▶ _Action item_
A complete, word-for-word restatement of the entries is needed.

▶ _Saved entries_
◇ ◇ ◇ ◇ ◇

PR #394, opened 2026-07-23
Add BulkDeleteCountries endpoint

PrestaEdit:
## Summary
- Exposes `BulkDeleteCountriesCommand` (added in PrestaShop develop/9.2, commit 9389aaf) as a new `DELETE /countries/bulk-delete` endpoint.
- Body: `{ \"countryIds\": [1, 2, 3] }`. Requires the `country_write` scope.
- Adds a `testBulkDeleteCountries` case in `CountryEndpointTest`, guarded on `class_exists(BulkDeleteCountriesCommand::class)` so older cores (9.0/9.1) simply skip it.

## Test plan
- [ ] `composer run-module-tests` on a PrestaShop develop checkout — verify the new test creates two countries, bulk-deletes them, and asserts 404 on each afterwards.
- [ ] Run the same suite on 9.1.x — the new test should be skipped, existing Country tests should still pass.
- [ ] Manually POST two countries via Swagger UI, then call `DELETE /countries/bulk-delete` with their IDs.

### DIFF
--- a/src/ApiPlatform/Resources/Country/BulkDeleteCountries.php
+++ b/src/ApiPlatform/Resources/Country/BulkDeleteCountries.php
@@ -1,0 +1,60 @@
+<?php
+/**
+ * Copyright since 2007 PrestaShop SA and Contributors
+ * PrestaShop is an International Registered Trademark & Property of PrestaShop SA
+ *
+ * NOTICE OF LICENSE
+ *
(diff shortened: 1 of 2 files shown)


PrestaEdit:
Superseded by #429, which merges this endpoint with the rest of the domain, following the mutualisation asked for by the core team (one PR per domain rather than one per endpoint).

◇ ◇ ◇ ◇ ◇

▶ _Result of this exercise_
PR #394, opened 2026-07-23
Add BulkDeleteCountries endpoint

PrestaEdit:
## Summary
- Exposes `BulkDeleteCountriesCommand` (added in PrestaShop develop/9.2, commit 9389aaf) as a new `DELETE /countries/bulk-delete` endpoint.
- Body: `{ \"countryIds\": [1, 2, 3] }`. Requires the `country_write` scope.
- Adds a `testBulkDeleteCountries` case in `CountryEndpointTest`, guarded on `class_exists(BulkDeleteCountriesCommand::class)` so older cores (9.0/9.1) simply skip it.

## Test plan
- [ ] `composer run-module-tests` on a PrestaShop develop checkout — verify the new test creates two countries, bulk-deletes them, and asserts 404 on each afterwards.
- [ ] Run the same suite on 9.1.x — the new test should be skipped, existing Country tests should still pass.
- [ ] Manually POST two countries via Swagger UI, then call `DELETE /countries/bulk-delete` with their IDs.

### DIFF
--- a/src/ApiPlatform/Resources/Country/BulkDeleteCountries.php
+++ b/src/ApiPlatform/Resources/Country/BulkDeleteCountries.php
@@ -1,0 +1,60 @@
+<?php
+/**
+ * Copyright since 2007 PrestaShop SA and Contributors
+ * PrestaShop is an International Registered Trademark & Property of PrestaShop SA
+ *
+ * NOTICE OF LICENSE
+ *
(diff shortened: 1 of 2 files shown)


PrestaEdit:
Superseded by #429, which merges this endpoint with the rest of the domain, following the mutualisation asked for by the core team (one PR per domain rather than one per endpoint).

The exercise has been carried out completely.